Sharing what you have learned from your inquiry is an important stage in the process as it requires the articulation of your ideas and the presentation of them to an audience who have not been directly involved in the experience.  Stenhouse talked of the importance of the outcomes of inquiry being ‘made public’ as this would not only ensure the rigour of the work by laying it open to scrutiny but also contribute to the building up of a body of professional knowledge.  How the ‘public’ should be understood in this context has been debated and it has been suggested that this could be sharing locally rather than with a national or international audience and need not be in a written ‘report’ but by a range of different means.  

Translation and transformation

Certainly, sharing what has been a rich and complex experience with other people presents difficulties in terms of making what you know explicit and understandable.  Learning from your inquiry will involve a process of translation and transformation rather than one of transfer or dissemination and so one of the challenges is to understood the nature of any knowledge that has been gained.
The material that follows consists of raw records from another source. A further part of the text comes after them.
PR #188, opened 2018-08-09
Add support for Debian 9

hdep:
Hello,

here is a PR for adding support for Debian 9.
Please let me know if it is ok. Currently working great on my system.

Hugo

### DIFF
--- a/manifests/init.pp
+++ b/manifests/init.pp
@@ -976,13 +976,16 @@ class pam (
                 'session optional      pam_systemd.so',
               ]
             }
-        }
-    }
-          default: {
-              fail("Pam is only supported on Debian 7 and 8. Your lsbmajdistrelease is <${::lsbmajdistrelease}>.")
+            default: {
+              fail("Pam is only supported on Debian 7, 8 and 9. Your lsbmajdistrelease is <${::lsbmajdistrelease}>.")
             }
-      }
+          }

It is important at this point to raise the question of dealing with neutral or negative outcomes of an inquiry as teachers often find this difficult, even painful, to share with other people as they may feel that their efforts have been pointless or wasted.  Recognising that finding out that something hasn’t made a difference is just as important in terms of building up professional knowledge as celebrating ‘success’.  It is ironic that as teachers we find it hard to follow our own advice to students that we learn as much from our mistakes - provided we are prepared to acknowledge and reflect on them - as we do from what comes more easily to us.  Once again it is being part of a community of inquiry, in which an environment that values problem-posing as well as problem-solving is fostered, that is vital. Otherwise the natural tendency of teachers to feel a sometimes overwhelming sense of responsibility to make things work can undermine confidence.  

Professional learning task: Learning from mistakes and problems posed

Consider an inquiry with which you have been involved. Reflecting on both the process and outcomes identify what problems and disappointments were encountered. With hindsight what was learnt from these difficulties? Try to specify the learning gained and how it might help to inform future inquiries. 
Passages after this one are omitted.